As far as any naysayers, who will not believe the premise of this book..I only ask you to give this book a chance and read it for yourself. You will go away with very vital knowledge, I guarantee it!
Good Background Info...Wrongheaded Portfolio Advice March 25, 2005 31 out of 35 found this review helpful
It is the authors' contention that gold will rise to a thousand dollars an ounce. Properly viewed gold's value as a medium of exchange for essential commodities will not actually rise. It will likely still buy the same amount of food or oil absent transient shifts in supply and demand that it has for decades. It will hold its value because gold is money. It will be the U.S. greenback that will lose its purchasing power because it is a money "substitute" a fiat currency subject to government mishandling (viz. inflation).
History provides ample evidence of governments expanding and diluting their money supply to satisfy their various constituencies. Expensive social programs buy stability and growth. At the same time printing more currency to fund these programs avoids having to tax society with the bill. But the question a reader must ask is whether the authors have made a persuasive case for this happening in the immediate future. Investors believing the latter might follow this book's recommendation to build a portfolio consisting mostly of gold and precious metal assets and their mining company stocks. The decline of the dollar and our mushrooming trade deficit's impact on the dollar is a cause of legitimate concern. Richard Duncan's THE DOLLAR CRISIS [2003]covers this topic in forceful detail. But while post World War I Germany defined hyperinflation in just a few years Rome lasted for centuries before its economy imploded. Does the investor divert their resources to build a shelter today gambling that the dollar's end is near, or is it better to continue to address the multiple risks of today by diversifying and gradually weighting their recommendations as evidence mounts.
Proponents of gold have always had a survivalist gene in their thinking. It is helpful to their case to remind us skeptics that in 1933 FDR prohibited the "hoarding" of gold and a year later devalued our currency relative to it by almost seventy percent! But opening foreign bank accounts as the authors suggest has legal and logistical impediments and ignoring currently beneficial investment opportunities outside their metallic frame of reference may be like building a shelter for that inevitably approaching but ultimately uncertain asteroid.

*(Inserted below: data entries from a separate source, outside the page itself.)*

PR #171, opened 2016-08-11
[Labels] Implement sane limits on Labels.

thanodnl:
Since labels are gossiped around for all members it can cause gossip bloat when used irresponsibly. This will add enforceable limits on labels to prevent the such bloat from happening. Labels will be ignored when the application tries to set a label or multiple labels that would violate the allowed budget for the labels.

### DIFF
--- a/swim/labels.go
+++ b/swim/labels.go
@@ -18,7 +18,7 @@ var (
 	//    memberlist being sent over the wire 5 times a second.
 	// When all contiditions are met the Labels would add the following load
 	// (non-compressed) to the network:
-	//    (32+128)*5*1000*5*8 = ~32mbit
+	//    (32+128)*5*1000*5*8 = ~32mbit/s
 	DefaultLabelOptions = LabelOptions{
 		KeySize:   32,
 		ValueSize: 128,
--- a/swim/labels.go
+++ b/swim/labels.go
@@ -3,15 +3,141 @@ package swim
 import (
 	"errors"
 	"strings"
+
+	"github.com/uber/ringpop-go/util"
 )
 
 var (
+	// DefaultLabelOptions contain the default values to be used to limit the
+	// amount of data being gossipped over the network. The defaults have been
+	// chosen with the following assumptions.
+	// 1. 1000 node cluster
+	// 2. Every byte available is used (yes, characters are not bytes but these
+	//    are ballpark figures to protect developers)
+	// 3. Worst case would have continues fullsync's, meaning the complete
+	//    memberlist being sent over the wire 5 times a second.
+	// When all contiditions are met the Labels would add the following load
+	// (non-compressed) to the network:
+	//    (32+128)*5*1000*5*8 = ~32mbit
+	DefaultLabelOptions = LabelOptions{
+		KeySize:   32,
+		ValueSize: 128,
+		Count:     5,
+	}
+
+	// ErrLabelSizeExceeded indicates that an operation on labels would exceed
+	// the configured size limits on labels. This is to prevent applications
+	// bloating the gossip protocol with too much data. Ringpop can be
+	// configured with the settings to control the amount of data that can be
+	// put in a nodes labels.
+	ErrLabelSizeExceeded = errors.New("label operation exceeds configured label limits")
+
 	// ErrLabelInternalKey is an error that is returned when an application
 	// tries to set a label in the internal namespace that is used by ringpop
 	ErrLabelInternalKey = errors.New("label can't be altered by application because it is in the internal ringpop namespace")
 
 	labelsInternalNamespacePrefix = "__"
 )
+
+// LabelOptions controlls the limits on labels. Since labels are gossiped on
+// every ping/ping-req/fullsync we need to limit the amount of data an
+// application stores in their labels. When needed the defaults can be
+// overwritten during the construction of ringpop. This should be done with care
+// to not overwhelm the network with data.
+type LabelOptions struct {
+	// KeySize is the length a key may use at most
+	KeySize int
+
+	// ValueSize is the length a value may use at most
+	ValueSize int
+
+	// Count is the number of maximum allowed (public) labels on a node
+	Count int
+}
+
+func mergeLabelOptions(opts LabelOptions, def LabelOptions) LabelOptions {
+	return LabelOptions{
+		KeySize:   util.SelectInt(opts.KeySize, def.KeySize),
+		ValueSize: util.SelectInt(opts.ValueSize, def.ValueSize),
+		Count:     util.SelectInt(opts.Count, def.Count),
+	}
+}
+
+func (lo LabelOptions) validateLabel(current map[string]string, key, value string) error {
+	if isInternalLabel(key) {
+		// we ignore internal labels in the limits
+		return nil
+	}
+
+	if len(key) > lo.KeySize || len(value) > lo.ValueSize {
+		// if the either the key or the value of the label is bigger then
+		// the max allowed size an error is returned
+		return ErrLabelSizeExceeded
+	}
+
+	// keep track of all labels that are new in this operation to calculate if
+	// we are exceeding the maximum allowed number of labels
+	additionalLabelCount := 0
+
+	_, has := current[key]
+	if !has {
+		// only add a count to the countAfter if the key we are looking
+		// at is a new key
+		additionalLabelCount++
+	}
+
+	// get the count of the current labels, internal labels will not be counted
+	currentCount := countNonInternalLabels(current)
+
+	if additionalLabelCount > 0 && (currentCount+additionalLabelCount) > lo.Count {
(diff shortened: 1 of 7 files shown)


swim/labels.go
```diff
@@ -1,5 +1,154 @@
...
+
+	labelsPrivateNamespacePrefix = "__"
+)
+
+// LabelOptions controlls the limits on labels. Since labels are gossiped on
+// every ping/ping-req/fullsync we need to limit the amount of data an
+// application stores in their labels. When needed the defaults can be
+// overwritten during the construction of ringpop. This should be done with care
+// to not overwhelm the network with data.
+type LabelOptions struct {
```
mennopruijssers: Could be unsigned int's to prevent negative values

swim/labels.go
```diff
@@ -1,5 +1,154 @@
...
+	additionalLabelCount := 0
+
+	_, has := current[key]
+	if !has {
+		// only add a count to the countAfter if the key we are looking
+		// at is a new key
+		additionalLabelCount++
+	}
+
+	if len(key) > lo.KeySize || len(value) > lo.ValueSize {
```
mennopruijssers: Thous could be moved to line 66 to prevent a unnecessary loop?

swim/labels.go
```diff
@@ -1,5 +1,154 @@
...
+		return ErrLabelSizeExceeded
+	}
+
+	// all is ok
+	return nil
+}
+
+func (lo LabelOptions) validateLabels(current map[string]string, additional map[string]string) error {
+	currentCount := 0
+	for key := range current {
```
mennopruijssers: If you move this to line 136, you prevent an unnecessary loop in the case of invalid key or value sizes.

swim/labels_test.go
```diff
@@ -0,0 +1,298 @@
...
+	assert.Equal(t, DefaultLabelOptions.Count, merged.Count, "expected the Count to be taken from the default options")
+
+	onlyCount := LabelOptions{Count: 1}
+	merged = mergeLabelOptions(onlyCount, DefaultLabelOptions)
+	assert.Equal(t, 1, merged.Count, "expected the Count to be set to the value set in the optional LabelOptions")
+	assert.Equal(t, DefaultLabelOptions.ValueSize, merged.ValueSize, "expected the ValueSize to be taken from the default options")
+	assert.Equal(t, DefaultLabelOptions.KeySize, merged.KeySize, "expected the KeySize to be taken from the default options")
+}
+
+// This test relies on the default settings set to:
```
mennopruijssers: Might be "safer" to explicitly set them so we don't need to change tests when the defaults are changed.

swim/labels_test.go
```diff
@@ -0,0 +1,298 @@
...
+	assert.Error(t, err, "expected error when the value length exceeds the configured length")
+
+	err = DefaultLabelOptions.validateLabel(fixtureLabelsRoom, fixtureExceedKeySizePrivate, "some value")
+	assert.NoError(t, err, "expected no error when the key length exceeds the configured length for a private key")
+
+	err = DefaultLabelOptions.validateLabel(fixtureLabelsRoom, fixtureExceedKeySizePrivate, fixtureExceedValueSize)
+	assert.NoError(t, err, "expected no error when the value length exceeds the configured length for a private key")
+}
+
+func TestLabelOptions_validateLabels(t *testing.T) {
```
mennopruijssers: non-blocking:  This are a lot of tests; what i'm missing is adding multiple non-private or private labels (you only test one label or a combination of private and non-private) :)

swim/memberlist.go
```diff
@@ -332,7 +334,12 @@ func (m *memberlist) LocalLabelsAsMap() map[string]string {
 // that are set in the map passed to this function and overwrite the value with
 // the value in the map. Keys that are not present in the provided map will
 // remain in the labels of this node.
```
mennopruijssers: Update docs?

swim/memberlist.go
```diff
@@ -283,8 +283,10 @@ func (m *memberlist) SetLocalStatus(status string) {
 }
 
 func (m *memberlist) SetLocalLabel(key, value string) error {
```
mennopruijssers: Add docs?

mennopruijssers:
Overall, looks really good and well tested! What I'm missing though is a test that makes sure the validator is called when settings labels.
Besides that I added some small non-blocking comments.

swim/labels.go
```diff
@@ -145,6 +131,24 @@ func (lo LabelOptions) validateLabels(current map[string]string, additional map[
 	return nil
 }
 
+func countLabels(labels map[string]string, countPrivate bool) int {
```
mennopruijssers: Is there any reason why we support counting private and non-private labels? It looks like we only need a way to count non private labels. maybe "simplify" this method and only support counting non-privates for know? (And maybe rename it to `countNonPrivateLabels` to be extra specific?)

swim/labels.go
```diff
@@ -145,6 +131,24 @@ func (lo LabelOptions) validateLabels(current map[string]string, additional map[
...
+	if countPrivate {
+		// if we also count private labels we can simply use len()
+		return len(labels)
+	}
+
+	count := 0
+	for key := range labels {
+		if isPrivateLabel(key) {
+			// we ignore private labels in the limits
```
mennopruijssers: nit: this line shuoldn't care about limits; it should only care about the `countPrivate` param.

thanodnl: You're right, this was just copied from when it was calculated in both validation functions. I'll remove it here.

swim/labels.go
thanodnl: Currently there is no reason to count private labels and one could use `len(labels)` in the code when there is a need, it was more due to naming but I will rename the function to `countNonPrivateLabels`.

swim/labels.go
thanodnl: The loop has been extracted into its own function that is called after this check.

swim/labels.go
thanodnl: By changing these value's to `uint` it is non-trivial to compare the numbers to the return value of `len()` as you can see with this test in `gore`.

```
$ gore
gore version 0.2.5  :help for help
gore> var ui uint
gore> var m map[string]string
gore> ui > len(m)
# command-line-arguments
/var/folders/9q/ntq49_lj1_39ry71kwl5x8480000gn/T/347859520/gore_session.go:10: invalid operation: ui > len(m) (mismatched types uint and int)
error: exit status 2
exit status 2
gore>
```

swim/memberlist.go
```diff
@@ -328,11 +334,18 @@ func (m *memberlist) LocalLabelsAsMap() map[string]string {
...
-// that are set in the map passed to this function and overwrite the value with
-// the value in the map. Keys that are not present in the provided map will
-// remain in the labels of this node.
-func (m *memberlist) SetLocalLabels(labels map[string]string) {
+// SetLocalLabels updates multiple labels at once. This operation is validated
+// against the configured limits for labels and will return an
+// ErrLabelSizeExceeded in the case this operation would alter the labels of the
+// node in such a way that the configured limits are exceeded.
+// When an error is returned non of the labels will be updated. When there is no
+// error all labels are updated with their new value.
```
mennopruijssers: `s/value/values`

mennopruijssers:
LGTM!

mennopruijssers:
LGTM! 👍

swim/labels_test.go
```diff
@@ -1,12 +1,98 @@
...
 
 import (
+	"strings"
 	"testing"
 
 	"github.com/stretchr/testify/assert"
 	"github.com/stretchr/testify/require"
 )
 
+var (
```
Motiejus: Can you add a test which fully initializes ringpop with much smaller configured limits, and verify that they are honored?

swim/labels.go
```diff
@@ -3,16 +3,142 @@ package swim
...
+	// amount of data being gossipped over the network. The defaults have been
+	// chosen with the following assumptions.
+	// 1. 1000 node cluster
+	// 2. Every byte available is used (yes, characters are not bytes but these
+	//    are ballpark figures to protect developers)
+	// 3. Worst case would have continues fullsync's, meaning the complete
+	//    memberlist being sent over the wire 5 times a second.
+	// When all contiditions are met the Labels would add the following load
+	// (non-compressed) to the network:
+	//    (32+128)*5*1000*5*8 = ~32mbit
```
Motiejus: add :`/s`

Motiejus:
Besides 1 suggested test, LGTM!

swim/labels_test.go
thanodnl: Thanks, this uncovered that I missed the configuration propagation from ringpop to the memberlist. The tests can be found here: https://github.com/uber/ringpop-go/pull/171/files#diff-2800ccf278cea772a67ec71a391a7761R866

Motiejus:
LGTM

The value of this book is not in adopting its too aggressive and too narrowly focussed portfolio recommendations. Readers will profit by recognizing the value of including precious metals in their holdings, and even more so if they decide to diversify their portfolio to include commodities and natural resource assets in addition to stocks, bonds, and real estate. If you should subscribe to the authors' thesis exchange traded funds (ETFs) that track underlying gold indices may be an efficient and more prudent way of adjusting an investor's allocation than storing gold and evaluating individual mining stocks.